PR #435, opened 2018-06-26
Return of the PHPStan

kukulich:


src/NodeCompiler/CompileNodeToValue.php
```diff
@@ -33,6 +33,9 @@ public function __invoke(Node $node, CompilerContext $context)
             return $this($node->expr, $context);
         }
 
+        /** @var Node\Expr $node */
+        $node = $node;
```
Ocramius: Isn't a declaration enough?

src/SourceLocator/Ast/Strategy/NodeToReflection.php
```diff
@@ -36,6 +36,8 @@ public function __invoke(
         }
 
         if ($node instanceof Node\FunctionLike) {
+            /** @var Node\Stmt\ClassMethod|Node\Stmt\Function_|Node\Expr\Closure $node */
+            $node = $node;
```
Ocramius: Same: why is this being fone with an assignment? Also, should the instanceof check verify these 3 types?

src/NodeCompiler/CompileNodeToValue.php
kukulich: Fixed with `@param Node\Stmt\Expression|Node\Expr $node` now.

src/SourceLocator/Ast/Strategy/NodeToReflection.php
kukulich:
```
        if ($node instanceof Node\Stmt\ClassMethod
            || $node instanceof Node\Stmt\Function_
            || $node instanceof Node\Expr\Closure
        ) {
```

You're right, this is definitely better.

PR #1413, opened 2024-03-23
Fix non-version dependent deprecations

staabm:
closes https://github.com/Roave/BetterReflection/pull/1412


Ocramius (approved):
Thanks @staabm!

What you will do: Check each line of the data above for the word "opened" and say how many lines contain it, giving nothing besides the number.

Solution to this task: 2